In your answer, reproduce exactly the lines from the beginning of the listing below through the one containing "from ipaplatform.tasks import tasks", and only those lines.
───── Information given
PR #2502, opened 2018-10-30
Fix behaviour when the random node is chosen during the replica

shaman007:
installation, not the one that is defined in the --server option


rcritten:
Please expand the commit message to explain better what it is you are trying to fix. It references a replica but, for example, doesn't mention that it is a CA replica.

Add a reference to https://pagure.io/freeipa/issue/7744 per https://www.freeipa.org/page/Contribute/Code#Create_pull_request_on_Github

This needs to work also in the case where the remote master doesn't have a CA installed on it.

PR #2515, opened 2018-11-06
Allow ipaapi user to access SSSD's info pipe

tiran:
For smart card authentication, ipaapi must be able to access to sss-ifp.
During installation and upgrade, the ipaapi user is now added to
[ifp]allowed_uids.

The commit also fixes two related issues:

* The server upgrade code now enables ifp service in sssd.conf. The
  existing code modified sssd.conf but never wrote the changes to disk.
* sssd_enable_service() no longer fails after it has detected an
  unrecognized service.

Fixes: https://pagure.io/freeipa/issue/7751

### DIFF
--- a/ipaserver/install/server/upgrade.py
+++ b/ipaserver/install/server/upgrade.py
@@ -23,7 +23,7 @@ import SSSDConfig
 import ipalib.util
 import ipalib.errors
 from ipaclient.install import timeconf
-from ipaclient.install.client import sssd_enable_service
+from ipaclient.install.client import sssd_enable_ifp
 from ipaplatform import services
 from ipaplatform.tasks import tasks
 from ipapython import ipautil, version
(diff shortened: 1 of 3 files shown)


ipaserver/install/server/upgrade.py
```diff
@@ -2017,15 +2033,8 @@ def upgrade_configuration():
...
-    set_sssd_domain_option('ipa_server_mode', 'True')
-    set_sssd_domain_option('ipa_server', api.env.host)
 
-    sssdconfig = SSSDConfig.SSSDConfig()
-    sssdconfig.import_config()
-    sssd_enable_service(sssdconfig, 'ifp')
-
-    sssd = services.service('sssd', api)
-    sssd.restart()
+    sssd_updgrade()
```
rcritten: Typo?

ipaserver/install/server/upgrade.py
```diff
@@ -1408,6 +1408,22 @@ def set_sssd_domain_option(option, value):
     sssdconfig.write(paths.SSSD_CONF)
 
 
+def sssd_updgrade():
```
rcritten: updgrade?

ipaserver/install/server/upgrade.py
tiran: Yeah, I couldn't decide on either update or upgrade, so I wrote updgrade.

tiran:
master:

* 8b0f3595fd94a31a0e2d5a83dc74a430c973325b Allow ipaapi user to access SSSD's info pipe

PR #2522, opened 2018-11-07
ipaserver.install.adtrust: fix CID 323644

abbra:
Fix Coverity finding CID 323644: logically dead code path

The code to determine whether NetBIOS name was already set or need to be
set after deriving it from a domain or asking a user for an interactive
input, was refactored at some point to avoid retrieving the whole LDAP
entry. Instead, it was provided with the actual NetBIOS name retrieved.

As result, a part of the code got neglected and was never executed.

Fix this code and provide a test that tries to test predefined,
interactively provided and automatically derived NetBIOS name depending
on how the installer is being run.

We mock up the actual execution so that no access to LDAP or Samba is
needed.

Fixes: https://pagure.io/freeipa/issue/7753

### DIFF
--- a/ipatests/test_ipaserver/test_adtrust_mockup.py
+++ b/ipatests/test_ipaserver/test_adtrust_mockup.py
@@ -1,0 +1,54 @@
+# Copyright (C) 2018  FreeIPA Project Contributors - see LICENSE file
+
+from __future__ import print_function
+import ipaserver.install.adtrust as adtr
+from ipaserver.install.adtrust import set_and_check_netbios_name
+from collections import namedtuple
+from unittest import TestCase, mock
+from io import StringIO
+
+
+class ApiMockup:
+    Backend = namedtuple('Backend', 'ldap2')
+    Calls = namedtuple('Callbacks', 'retrieve_netbios_name')
+    env = namedtuple('Environment', 'domain')
+
+
+class TestNetbiosName(TestCase):
+    @classmethod
+    def setUpClass(cls):
+        api = ApiMockup()
+        ldap2 = namedtuple('LDAP', 'isconnected')
+        ldap2.isconnected = mock.MagicMock(return_value=True)
+        api.Backend.ldap2 = ldap2
+        api.Calls.retrieve_netbios_name = adtr.retrieve_netbios_name
+        adtr.retrieve_netbios_name = mock.MagicMock(return_value=None)
+        cls.api = api
+
+    @classmethod
+    def tearDownClass(cls):
+        adtr.retrieve_netbios_name = cls.api.Calls.retrieve_netbios_name
+
+    def test_NetbiosName(self):
+        """
+        Test set_and_check_netbios_name() using permutation of two inputs:
+        - predefined and not defined NetBIOS name
+        - unattended and interactive run
+        As result, the function has to return expected NetBIOS name in
+        all cases. For interactive run we override input to force what
+        we expect.
+        """
+        self.api.env.domain = 'example.com'
+        expected_nname = 'EXAMPLE'
+        # NetBIOS name, unattended, should set the name?
+        tests = ((expected_nname, True, False),
+                 (None, True, True),
+                 (None, False, True),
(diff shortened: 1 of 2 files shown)


ipatests/test_ipaserver/test_adtrust_mockup.py
```diff
@@ -0,0 +1,59 @@
...
+from unittest import TestCase
+from unittest.mock import MagicMock
+import sys
+try:
+    from StringIO import StringIO
+except ImportError:
+    from io import StringIO
+
+
+class ApiMockup:
```
tiran: Nice! I love it!

In the long run, I'd like to see this more generalized and moved to a place that can be used by other tests. For now, keep it there.

ipatests/test_ipaserver/test_adtrust_mockup.py
```diff
@@ -0,0 +1,59 @@
+# Copyright (C) 2018  FreeIPA Project Contributors - see LICENSE file
+
+from __future__ import print_function
+import ipaserver.install.adtrust as adtr
+from ipaserver.install.adtrust import set_and_check_netbios_name
+from collections import namedtuple
+from unittest import TestCase
+from unittest.mock import MagicMock
```
tiran: FYI, this only works on Python 3. For Python 2.7, you have to use the external package ``mock``.

ipatests/test_ipaserver/test_adtrust_mockup.py
```diff
@@ -0,0 +1,59 @@
...
+        we expect.
+        """
+        self.api.env.domain = 'example.com'
+        expected_nname = 'EXAMPLE'
+        # NetBIOS name, unattended, should set the name?
+        tests = ((expected_nname, True, False),
+                 (None, True, True),
+                 (None, False, True),
+                 (expected_nname, False, False))
+        sys.stdin = StringIO(expected_nname + '\r')
```
tiran: Since you already started to use the mock module, how about ``mock.patch`` here? You can use it either as a context manager or a function decorator.

```
>>> import sys
>>> import unittest.mock
>>> from io import StringIO
>>> with unittest.mock.patch('sys.stdin', new_callable=StringIO):
...     print(sys.stdin)
... 
<_io.StringIO object at 0x7f438ac23ca8>
>>> print(sys.stdin)
<_io.TextIOWrapper name='<stdin>' mode='r' encoding='UTF-8'>
>>> @unittest.mock.patch('sys.stdin', new_callable=StringIO)
... def example(m_stdin):
...     print(sys.stdin)
... 
>>> example()
<_io.StringIO object at 0x7f438a9e5708>
```

ipatests/test_ipaserver/test_adtrust_mockup.py
```diff
@@ -0,0 +1,54 @@
...
+        we expect.
+        """
+        self.api.env.domain = 'example.com'
+        expected_nname = 'EXAMPLE'
+        # NetBIOS name, unattended, should set the name?
+        tests = ((expected_nname, True, False),
+                 (None, True, True),
+                 (None, False, True),
+                 (expected_nname, False, False))
+        with mock.patch('sys.stdin', new_callable=StringIO) as input:
```
tiran: ``input`` is the name of a builtin function. I'm puzzled that none of our linters are complaining... How about ``stdin``? Or don't bind the name at all and just use ``sys.stdin``.

abbra:
I renamed `input` to `stdin`. Since we are not importing `sys` at all, this should be safe. I'd prefer to avoid referencing `sys.stdin` directly.

tiran:
PS: I have removed ``ipa-next`` label. It's a marker for *just land the changes in master*.

tiran:
re-run, ``kadmin.service`` failed to start.

tiran:
Another ``kadmin.service`` startup failure. ``rpcbind`` is really hating this PR.

tiran:
master:

* 82af034023b03ae64f005c8160b9e961e7b9fd55 ipaserver.install.adtrust: fix CID 323644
──────────
Finished exercise.
PR #2502, opened 2018-10-30
Fix behaviour when the random node is chosen during the replica

shaman007:
installation, not the one that is defined in the --server option


rcritten:
Please expand the commit message to explain better what it is you are trying to fix. It references a replica but, for example, doesn't mention that it is a CA replica.

Add a reference to https://pagure.io/freeipa/issue/7744 per https://www.freeipa.org/page/Contribute/Code#Create_pull_request_on_Github

This needs to work also in the case where the remote master doesn't have a CA installed on it.

PR #2515, opened 2018-11-06
Allow ipaapi user to access SSSD's info pipe

tiran:
For smart card authentication, ipaapi must be able to access to sss-ifp.
During installation and upgrade, the ipaapi user is now added to
[ifp]allowed_uids.

The commit also fixes two related issues:

* The server upgrade code now enables ifp service in sssd.conf. The
  existing code modified sssd.conf but never wrote the changes to disk.
* sssd_enable_service() no longer fails after it has detected an
  unrecognized service.

Fixes: https://pagure.io/freeipa/issue/7751

### DIFF
--- a/ipaserver/install/server/upgrade.py
+++ b/ipaserver/install/server/upgrade.py
@@ -23,7 +23,7 @@ import SSSDConfig
 import ipalib.util
 import ipalib.errors
 from ipaclient.install import timeconf
-from ipaclient.install.client import sssd_enable_service
+from ipaclient.install.client import sssd_enable_ifp
 from ipaplatform import services
 from ipaplatform.tasks import tasks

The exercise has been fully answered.